Face it; unless you go out on Thanksgiving and aren’t sent home with a doggie bag, you’re going to have leftovers piled up in the fridge. Here’s what to do with them.
Don’t fear the turkey drying out. Former Washington Post staffer Renee Schettler suggests frying it up with “copious amounts of butter,” then putting the meat along with bacon, avocado, mayo and red onion into a sandwich.
The dinner rolls can be made into bread pudding, while the cranberry sauce could be turned into a BBQ sauce.
Try stuffing waffles for breakfast. But if you don’t have an iron, use the leftovers as fritters or to fill other foods like mushroom caps.

Your Thanksgiving feast won’t have nutritional information as you find in restaurants. No worries, we’ll count up the calories for you.
According to the Calorie Control Council, an average American consumes 3,000 calories and 150 grams of fat in a traditional Thanksgiving meal. That’s without seconds!
That’s about the same as having 6 McDonald’s Big Macs or 12 servings of Haagen-Dazs ice cream.
To burn off Thanksgiving dinner, a 160-pound person would have to run moderately for 4 hours or swim for 5 hours. Whew.

Before you fill your face with Thanksgiving food, you should exhibit some courtesy. Follow these etiquette rules from What’s Cooking America to help make the gathering even better.
Always pass the salt and pepper together. Before you even ask for it, taste the food before you add extra seasoning.
Dinner doesn’t start until the host unfolds their napkin and places it on their lap. In some homes, the host is usually trying to make sure guests are fine before they eat but it is proper to wait for them to sit down to start chowing down.
The Emily Post Institute says to cut your meal one piece at a time. Basically, you aren’t a child. You can handle cutting then eating one morsel at a time. Also, respect the home you are visiting. The host trusted you enough to invite you over, so show respect to their place.

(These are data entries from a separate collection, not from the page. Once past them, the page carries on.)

PR #210, opened 2019-06-04
Nose to pytest

### LINKED ISSUE #219: IERS table download
Same problem that pyuvdata had. Travis installs astropy and tries to download IERS tables, which can fail if the usno server is down. We need to add some code to ignore the "out of time range" warnings.

This should probably be done with Matt's nose_to_pytest branch.

mkolopanis:
Converts testing suite from `nose` to `pytest`. 

includes pyuvdata iers fix and closes #219

## Todo
- ~Enforce test ordering with `pytest-ordering`. Specifically for the profiling and mpi tests.~ this plugin is still very alpha level. All the ordering seems to be preserved from `nose` currently. perhaps we can revisit when/if necessary.
- ~Convert tests in #198 after PR is merged.~

## Motivation and Context

Ensures future support of testing by changing to a still maintained test suite.

## Types of changes

- [ ] Version change

## Checklist:


bhazelton:
@mkolopanis we merged the vector sources PR, so you'll need to rebase.

mkolopanis:
I rebased off of vector sources, but this branch has had a lot of rebases and it gets a little messy with all test stuff. A good discerning eye is probably needed for review.

pyuvsim/tests/test_simsetup.py
```diff
@@ -119,10 +118,12 @@ def test_param_flux_cuts():
                                                 + [astropy.io.votable.exceptions.W50] * 10)
     catalog = pyuvsim.simsetup.array_to_skymodel(catalog)
     for sI in catalog.stokes[0, :]:
-        nt.assert_true(np.all(0.2 < sI < 1.5))
+        assert np.all(0.2 < sI < 1.5)
 
 
-def check_param_reader(config_num):
+# parametrize will loop over all the give values
+@pytest.mark.parametrize("config_num", list(range(6)))
```
bhazelton: this is cool!

pyuvsim/tests/test_simsetup.py
```diff
@@ -452,13 +460,7 @@ def test_param_select_bls():
     uv_obj_bls2 = uv_obj_full.select(bls=[(40, 41), (42, 43), (44, 45)], inplace=False, metadata_only=True)
 
     uv_obj_bls.history, uv_obj_bls2.history = '', ''
-
-    nt.assert_equal(uv_obj_bls, uv_obj_bls2)
-
-    # check kwargs passed
-    param_dict['object_name'] = 'foo'
-    uv_obj_full, new_beam_list, new_beam_dict = pyuvsim.initialize_uvdata_from_params(param_dict)
-    nt.assert_equal(uv_obj_full.object_name, 'foo')
```
bhazelton: Are  we sure we don't want these three lines?

pyuvsim/tests/test_utils.py
```diff
@@ -127,34 +127,60 @@ def test_file_namer_extensions():
...
+    elif save_format == 'uvh5':
+        assert ofname + '.uvh5' == expected_ofname
+        os.remove(ofname + '.uvh5')
+    else:
+        assert ofname == expected_ofname
+        shutil.rmtree(ofname)
+
+
+def test_write_error_with_no_format():
+    """Test wirte_uvdata will error if no format is given."""
```
bhazelton: wirte -> write

pyuvsim/tests/test_utils.py
```diff
@@ -127,34 +127,60 @@ def test_file_namer_extensions():
...
-        import h5py     # noqa
-        filing_dict['output_format'] = 'uvh5'
-        expected_ofname = simutils.write_uvdata(uv, filing_dict, return_filename=True)
-        nt.assert_equal(ofname + '.uvh5', expected_ofname)
-        os.remove(ofname + '.uvh5')
-    except ImportError:
-        pass  # No h5py
+
+
+def test_file_forma_in_filing_dict():
```
bhazelton: forma -> format

pyuvsim/tests/test_simsetup.py
mkolopanis: Hm I'm not sure why/how these got taken out. I'll take another look at them

pyuvsim/tests/test_simsetup.py
aelanman: Cool as this is... I don't think it's necessary anymore to run tests for all these different configuration files. Most of the other cases covered by the tests for `parse_frequency_params` and `parse_time_params`. That's why I changed it to just run the first config.

I guess it doesn't really hurt to run more tests, except to slow down travis. We should check more closely to see which configuration cases are still needed.

mkolopanis: Hm it did not seem obvious that these test cases were not being run anymore, in fact a new test case was added during one of my re-bases (e.g. there was an `if config_num==5` area).

aelanman: Odd.. I don't know when that was introduced. Currently on master, the `test_param_reader` function loops over the list `[0]`, so it's only running the zeroth case. The coverage is the same, implying some testing redundancy.

mkolopanis: interesting. I'll look to see if those are indeed not needed.

aelanman: Thanks. I probably should have cleaned that up myself before merging that change, but these cases were tricky to define and I'm nervous about removing them unless we're sure they're not needed anymore.

mkolopanis: looks like we gain 1 additional line of coverage by including config_num=2. let me track that down

mkolopanis: looks like in `config_num=2` we get also get this line at simsetup.py line 1458
```
      if par == 'sig': 

            return AnalyticBeam(model, sigma=float(val)) 
```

There could be far fewer turkeys on the table this Thursday, as a new survey reveals that over one-quarter of Americans are considering a meat-free Thanksgiving.
According to results shared by vegan brand The Meatless Farm, 28.6 percent of the 1,050 asked would be willing to skip the bird, with that figure increasing to nearly half of respondents aged 18-24 and 25-34.
Those who would break with tradition cite personal health as a contributing factor.
“Being mindful of how we live and eat has become a priority in today’s world and the numbers reveal a huge shift towards plant-based eating in the US,” notes the company’s North American general manager, Kasper Vesth.